[Saved entries]
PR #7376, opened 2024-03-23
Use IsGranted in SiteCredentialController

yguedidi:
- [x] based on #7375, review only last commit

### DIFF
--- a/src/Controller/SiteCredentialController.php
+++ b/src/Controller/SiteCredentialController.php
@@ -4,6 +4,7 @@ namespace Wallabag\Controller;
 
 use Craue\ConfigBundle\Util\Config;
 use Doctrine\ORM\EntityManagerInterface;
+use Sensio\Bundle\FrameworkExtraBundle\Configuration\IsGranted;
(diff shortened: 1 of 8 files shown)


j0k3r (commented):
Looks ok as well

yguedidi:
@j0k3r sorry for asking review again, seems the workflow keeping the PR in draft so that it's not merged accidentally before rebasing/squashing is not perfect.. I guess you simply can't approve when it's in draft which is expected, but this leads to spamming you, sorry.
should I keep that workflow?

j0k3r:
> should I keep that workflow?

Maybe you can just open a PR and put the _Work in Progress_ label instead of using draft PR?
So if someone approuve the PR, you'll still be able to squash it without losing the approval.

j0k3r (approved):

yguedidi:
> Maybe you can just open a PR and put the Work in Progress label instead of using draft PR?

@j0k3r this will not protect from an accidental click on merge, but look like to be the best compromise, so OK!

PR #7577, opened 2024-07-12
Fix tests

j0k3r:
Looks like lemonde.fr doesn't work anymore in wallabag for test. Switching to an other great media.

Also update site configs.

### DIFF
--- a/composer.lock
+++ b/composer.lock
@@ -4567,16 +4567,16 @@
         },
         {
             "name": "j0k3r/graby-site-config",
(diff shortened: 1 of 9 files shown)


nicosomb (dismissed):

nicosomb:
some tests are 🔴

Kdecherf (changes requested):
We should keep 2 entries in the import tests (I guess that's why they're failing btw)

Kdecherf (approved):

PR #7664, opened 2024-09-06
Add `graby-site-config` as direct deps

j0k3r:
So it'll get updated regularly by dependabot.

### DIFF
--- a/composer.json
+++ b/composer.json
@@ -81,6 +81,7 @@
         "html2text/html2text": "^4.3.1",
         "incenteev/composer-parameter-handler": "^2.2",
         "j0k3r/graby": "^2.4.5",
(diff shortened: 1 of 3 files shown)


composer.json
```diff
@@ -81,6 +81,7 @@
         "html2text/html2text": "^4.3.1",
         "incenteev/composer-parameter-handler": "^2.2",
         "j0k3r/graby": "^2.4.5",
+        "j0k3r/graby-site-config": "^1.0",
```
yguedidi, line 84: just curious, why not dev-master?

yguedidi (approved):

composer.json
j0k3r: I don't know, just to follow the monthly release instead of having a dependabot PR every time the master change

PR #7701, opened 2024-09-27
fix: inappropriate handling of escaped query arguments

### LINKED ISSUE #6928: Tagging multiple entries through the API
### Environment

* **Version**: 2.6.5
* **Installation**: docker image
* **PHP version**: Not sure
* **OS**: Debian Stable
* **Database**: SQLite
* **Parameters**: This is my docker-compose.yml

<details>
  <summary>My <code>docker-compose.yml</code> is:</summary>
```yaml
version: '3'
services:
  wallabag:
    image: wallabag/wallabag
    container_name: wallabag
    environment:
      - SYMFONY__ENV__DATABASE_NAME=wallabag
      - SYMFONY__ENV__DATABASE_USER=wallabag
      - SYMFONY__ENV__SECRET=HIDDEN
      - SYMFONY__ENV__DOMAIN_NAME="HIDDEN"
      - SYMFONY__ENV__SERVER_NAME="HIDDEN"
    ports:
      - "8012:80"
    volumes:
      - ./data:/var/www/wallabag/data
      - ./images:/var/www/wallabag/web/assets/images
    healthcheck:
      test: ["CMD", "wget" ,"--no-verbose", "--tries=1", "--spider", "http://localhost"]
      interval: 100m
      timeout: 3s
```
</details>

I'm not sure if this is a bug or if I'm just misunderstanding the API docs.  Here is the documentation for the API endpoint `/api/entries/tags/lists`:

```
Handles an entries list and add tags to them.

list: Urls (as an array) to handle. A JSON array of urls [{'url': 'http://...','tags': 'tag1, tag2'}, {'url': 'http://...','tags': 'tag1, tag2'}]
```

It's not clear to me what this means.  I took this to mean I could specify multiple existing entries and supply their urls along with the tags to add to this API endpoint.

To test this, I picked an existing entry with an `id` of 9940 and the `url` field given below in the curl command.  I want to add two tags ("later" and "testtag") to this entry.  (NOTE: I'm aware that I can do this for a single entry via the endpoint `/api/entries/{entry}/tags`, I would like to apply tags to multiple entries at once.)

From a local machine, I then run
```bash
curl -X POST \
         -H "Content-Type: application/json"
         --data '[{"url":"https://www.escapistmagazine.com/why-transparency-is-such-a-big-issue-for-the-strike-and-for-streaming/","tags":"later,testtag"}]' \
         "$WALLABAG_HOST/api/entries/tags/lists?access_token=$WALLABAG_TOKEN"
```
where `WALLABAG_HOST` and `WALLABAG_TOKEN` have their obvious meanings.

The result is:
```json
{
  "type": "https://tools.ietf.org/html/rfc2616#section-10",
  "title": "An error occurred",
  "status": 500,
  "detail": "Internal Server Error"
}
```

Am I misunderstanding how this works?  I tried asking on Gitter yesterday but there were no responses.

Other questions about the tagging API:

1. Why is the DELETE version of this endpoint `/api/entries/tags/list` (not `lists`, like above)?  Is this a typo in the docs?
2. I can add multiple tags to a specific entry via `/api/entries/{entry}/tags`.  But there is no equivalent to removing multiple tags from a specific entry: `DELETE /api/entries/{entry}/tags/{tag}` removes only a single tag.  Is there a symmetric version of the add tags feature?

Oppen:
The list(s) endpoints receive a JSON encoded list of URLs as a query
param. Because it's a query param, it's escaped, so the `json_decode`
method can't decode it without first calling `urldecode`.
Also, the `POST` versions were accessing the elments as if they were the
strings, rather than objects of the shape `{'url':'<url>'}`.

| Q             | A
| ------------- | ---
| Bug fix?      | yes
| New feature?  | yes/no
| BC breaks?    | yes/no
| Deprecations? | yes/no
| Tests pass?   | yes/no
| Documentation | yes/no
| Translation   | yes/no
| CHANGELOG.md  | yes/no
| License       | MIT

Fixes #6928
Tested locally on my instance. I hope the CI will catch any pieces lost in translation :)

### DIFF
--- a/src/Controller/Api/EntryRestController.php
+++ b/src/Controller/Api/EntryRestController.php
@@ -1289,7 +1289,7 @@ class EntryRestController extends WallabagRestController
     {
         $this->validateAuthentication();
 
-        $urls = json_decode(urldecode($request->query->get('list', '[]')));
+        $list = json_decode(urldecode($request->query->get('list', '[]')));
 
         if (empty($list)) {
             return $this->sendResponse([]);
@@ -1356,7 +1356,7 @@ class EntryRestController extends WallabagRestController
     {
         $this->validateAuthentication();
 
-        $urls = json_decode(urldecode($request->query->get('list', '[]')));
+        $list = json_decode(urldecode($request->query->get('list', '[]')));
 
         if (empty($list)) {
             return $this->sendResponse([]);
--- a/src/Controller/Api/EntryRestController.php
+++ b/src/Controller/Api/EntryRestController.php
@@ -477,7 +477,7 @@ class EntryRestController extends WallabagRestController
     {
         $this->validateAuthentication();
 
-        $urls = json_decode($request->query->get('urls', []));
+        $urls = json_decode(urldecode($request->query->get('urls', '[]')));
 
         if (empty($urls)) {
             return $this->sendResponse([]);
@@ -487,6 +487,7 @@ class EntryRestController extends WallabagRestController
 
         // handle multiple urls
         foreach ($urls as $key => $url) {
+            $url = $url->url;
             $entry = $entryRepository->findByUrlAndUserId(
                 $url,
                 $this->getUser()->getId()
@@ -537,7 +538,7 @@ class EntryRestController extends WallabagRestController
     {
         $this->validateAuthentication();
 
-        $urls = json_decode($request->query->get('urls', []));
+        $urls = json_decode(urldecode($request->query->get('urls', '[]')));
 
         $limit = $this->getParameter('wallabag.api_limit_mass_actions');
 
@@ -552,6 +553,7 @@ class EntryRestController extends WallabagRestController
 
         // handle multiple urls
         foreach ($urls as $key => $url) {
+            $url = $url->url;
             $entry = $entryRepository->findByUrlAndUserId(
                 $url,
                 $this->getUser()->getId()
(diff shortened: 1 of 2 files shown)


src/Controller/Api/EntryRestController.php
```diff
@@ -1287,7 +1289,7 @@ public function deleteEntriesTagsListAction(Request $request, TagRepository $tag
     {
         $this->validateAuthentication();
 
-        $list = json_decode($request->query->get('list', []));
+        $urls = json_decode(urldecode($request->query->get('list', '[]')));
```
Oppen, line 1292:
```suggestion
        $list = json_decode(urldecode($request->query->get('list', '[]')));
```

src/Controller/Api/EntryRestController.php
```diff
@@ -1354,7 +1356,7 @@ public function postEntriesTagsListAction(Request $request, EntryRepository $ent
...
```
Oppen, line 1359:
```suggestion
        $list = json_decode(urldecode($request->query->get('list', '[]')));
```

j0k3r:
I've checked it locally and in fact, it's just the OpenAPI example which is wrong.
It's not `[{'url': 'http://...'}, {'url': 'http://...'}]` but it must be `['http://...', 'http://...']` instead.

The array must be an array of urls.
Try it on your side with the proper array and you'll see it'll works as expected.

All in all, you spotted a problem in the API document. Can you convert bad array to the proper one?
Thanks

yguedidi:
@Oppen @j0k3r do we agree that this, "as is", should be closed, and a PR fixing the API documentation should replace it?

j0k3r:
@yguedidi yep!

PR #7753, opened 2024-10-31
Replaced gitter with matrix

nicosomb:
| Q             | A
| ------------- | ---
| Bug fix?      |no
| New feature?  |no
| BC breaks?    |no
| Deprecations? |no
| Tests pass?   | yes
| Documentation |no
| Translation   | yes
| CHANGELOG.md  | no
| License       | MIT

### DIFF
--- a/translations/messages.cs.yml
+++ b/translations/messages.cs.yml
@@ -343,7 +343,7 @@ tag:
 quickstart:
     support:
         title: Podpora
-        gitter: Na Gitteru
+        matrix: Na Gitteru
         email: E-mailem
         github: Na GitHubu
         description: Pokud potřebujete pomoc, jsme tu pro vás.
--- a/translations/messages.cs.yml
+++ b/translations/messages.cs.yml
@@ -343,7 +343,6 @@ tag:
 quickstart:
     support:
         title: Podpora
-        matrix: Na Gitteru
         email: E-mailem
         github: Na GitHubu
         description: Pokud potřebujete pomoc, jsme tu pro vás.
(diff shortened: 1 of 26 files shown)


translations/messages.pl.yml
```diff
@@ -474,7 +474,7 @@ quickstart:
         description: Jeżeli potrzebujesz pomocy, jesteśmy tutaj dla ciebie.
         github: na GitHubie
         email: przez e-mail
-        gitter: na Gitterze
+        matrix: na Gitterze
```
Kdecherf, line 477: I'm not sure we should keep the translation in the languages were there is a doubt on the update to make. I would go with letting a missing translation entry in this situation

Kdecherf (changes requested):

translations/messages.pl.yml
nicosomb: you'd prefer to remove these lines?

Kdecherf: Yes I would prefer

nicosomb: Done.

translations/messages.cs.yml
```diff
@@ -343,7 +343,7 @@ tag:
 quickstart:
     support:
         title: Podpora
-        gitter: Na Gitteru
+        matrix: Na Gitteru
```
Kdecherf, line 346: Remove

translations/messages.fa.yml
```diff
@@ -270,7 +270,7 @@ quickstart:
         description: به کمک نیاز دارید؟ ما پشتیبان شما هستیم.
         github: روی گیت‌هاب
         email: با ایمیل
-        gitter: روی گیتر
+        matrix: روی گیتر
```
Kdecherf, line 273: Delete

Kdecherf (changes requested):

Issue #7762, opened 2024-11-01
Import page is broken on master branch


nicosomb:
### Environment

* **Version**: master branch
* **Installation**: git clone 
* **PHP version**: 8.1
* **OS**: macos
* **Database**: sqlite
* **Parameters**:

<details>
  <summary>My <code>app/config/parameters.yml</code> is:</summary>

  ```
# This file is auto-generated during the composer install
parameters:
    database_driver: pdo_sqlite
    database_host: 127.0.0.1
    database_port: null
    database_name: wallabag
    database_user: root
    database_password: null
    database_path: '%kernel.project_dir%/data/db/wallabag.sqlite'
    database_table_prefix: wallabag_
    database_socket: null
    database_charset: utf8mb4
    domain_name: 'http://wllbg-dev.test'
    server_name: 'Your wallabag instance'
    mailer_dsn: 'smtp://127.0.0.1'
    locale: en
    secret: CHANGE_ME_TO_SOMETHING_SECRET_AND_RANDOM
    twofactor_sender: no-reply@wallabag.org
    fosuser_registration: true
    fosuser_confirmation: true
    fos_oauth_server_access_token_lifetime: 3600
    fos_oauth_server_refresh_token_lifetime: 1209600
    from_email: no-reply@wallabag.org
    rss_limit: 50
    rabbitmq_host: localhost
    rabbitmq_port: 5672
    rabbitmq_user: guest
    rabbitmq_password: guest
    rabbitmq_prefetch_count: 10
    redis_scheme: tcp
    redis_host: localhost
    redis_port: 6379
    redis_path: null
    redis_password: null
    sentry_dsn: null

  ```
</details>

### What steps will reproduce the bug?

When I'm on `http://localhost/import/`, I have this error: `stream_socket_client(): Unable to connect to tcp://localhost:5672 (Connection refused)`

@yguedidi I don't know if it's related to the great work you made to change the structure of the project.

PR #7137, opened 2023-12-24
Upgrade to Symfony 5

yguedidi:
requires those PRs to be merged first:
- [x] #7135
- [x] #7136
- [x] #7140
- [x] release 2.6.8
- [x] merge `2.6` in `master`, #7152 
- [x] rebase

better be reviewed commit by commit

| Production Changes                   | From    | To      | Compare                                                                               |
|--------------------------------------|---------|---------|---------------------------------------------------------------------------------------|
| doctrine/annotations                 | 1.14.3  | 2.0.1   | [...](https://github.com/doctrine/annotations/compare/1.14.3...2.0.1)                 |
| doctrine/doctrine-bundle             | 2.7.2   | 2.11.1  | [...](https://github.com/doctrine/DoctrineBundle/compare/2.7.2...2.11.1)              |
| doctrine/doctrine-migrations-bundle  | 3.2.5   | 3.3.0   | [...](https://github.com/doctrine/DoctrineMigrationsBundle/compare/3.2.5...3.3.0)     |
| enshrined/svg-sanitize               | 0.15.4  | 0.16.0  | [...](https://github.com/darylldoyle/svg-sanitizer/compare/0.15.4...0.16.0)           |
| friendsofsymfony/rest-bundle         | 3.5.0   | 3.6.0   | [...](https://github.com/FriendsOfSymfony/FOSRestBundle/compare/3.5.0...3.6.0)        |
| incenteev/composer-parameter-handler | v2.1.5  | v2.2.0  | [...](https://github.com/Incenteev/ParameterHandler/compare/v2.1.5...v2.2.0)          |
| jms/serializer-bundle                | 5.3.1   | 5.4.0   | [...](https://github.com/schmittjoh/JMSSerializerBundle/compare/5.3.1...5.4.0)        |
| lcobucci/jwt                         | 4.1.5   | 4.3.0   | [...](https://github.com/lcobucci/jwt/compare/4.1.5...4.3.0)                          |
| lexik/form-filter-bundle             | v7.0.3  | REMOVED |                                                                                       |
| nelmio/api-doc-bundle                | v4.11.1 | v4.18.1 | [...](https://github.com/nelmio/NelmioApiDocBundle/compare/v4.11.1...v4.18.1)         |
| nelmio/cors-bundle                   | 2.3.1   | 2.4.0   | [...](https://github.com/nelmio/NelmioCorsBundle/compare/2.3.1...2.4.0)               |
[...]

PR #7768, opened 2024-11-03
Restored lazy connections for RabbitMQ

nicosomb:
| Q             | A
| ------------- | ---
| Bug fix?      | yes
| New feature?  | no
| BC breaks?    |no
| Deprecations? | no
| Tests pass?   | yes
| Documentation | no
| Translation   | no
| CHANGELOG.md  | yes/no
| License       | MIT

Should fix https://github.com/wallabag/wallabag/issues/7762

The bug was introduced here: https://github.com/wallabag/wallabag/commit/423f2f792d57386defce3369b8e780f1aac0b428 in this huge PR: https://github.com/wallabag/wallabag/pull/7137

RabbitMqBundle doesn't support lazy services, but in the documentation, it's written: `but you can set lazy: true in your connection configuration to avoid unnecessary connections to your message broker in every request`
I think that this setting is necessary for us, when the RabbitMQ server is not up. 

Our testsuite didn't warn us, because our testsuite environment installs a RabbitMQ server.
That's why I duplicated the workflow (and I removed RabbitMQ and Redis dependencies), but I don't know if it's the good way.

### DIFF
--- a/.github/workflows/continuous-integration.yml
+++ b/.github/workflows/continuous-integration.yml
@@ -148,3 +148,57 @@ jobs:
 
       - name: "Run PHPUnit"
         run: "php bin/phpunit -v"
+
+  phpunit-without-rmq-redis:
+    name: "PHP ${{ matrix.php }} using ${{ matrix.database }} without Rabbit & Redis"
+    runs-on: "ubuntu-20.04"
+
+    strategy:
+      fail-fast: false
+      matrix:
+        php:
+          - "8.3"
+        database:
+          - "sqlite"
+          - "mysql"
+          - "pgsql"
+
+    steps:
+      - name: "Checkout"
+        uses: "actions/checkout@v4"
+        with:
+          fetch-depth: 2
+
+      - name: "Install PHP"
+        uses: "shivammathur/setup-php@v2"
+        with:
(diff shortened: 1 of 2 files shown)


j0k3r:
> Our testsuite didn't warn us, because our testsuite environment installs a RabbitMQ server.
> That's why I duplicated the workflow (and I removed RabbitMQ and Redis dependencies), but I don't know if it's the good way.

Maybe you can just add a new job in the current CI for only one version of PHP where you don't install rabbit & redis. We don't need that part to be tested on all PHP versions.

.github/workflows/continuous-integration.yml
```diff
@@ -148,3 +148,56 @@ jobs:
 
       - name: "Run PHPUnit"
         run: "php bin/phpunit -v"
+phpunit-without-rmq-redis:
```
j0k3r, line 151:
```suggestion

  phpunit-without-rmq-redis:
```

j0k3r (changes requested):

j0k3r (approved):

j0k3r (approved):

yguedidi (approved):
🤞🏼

WORK INSTRUCTION
Going through the entries above, count each line that has the word "sure" and report only the count.

ANSWER SECTION
3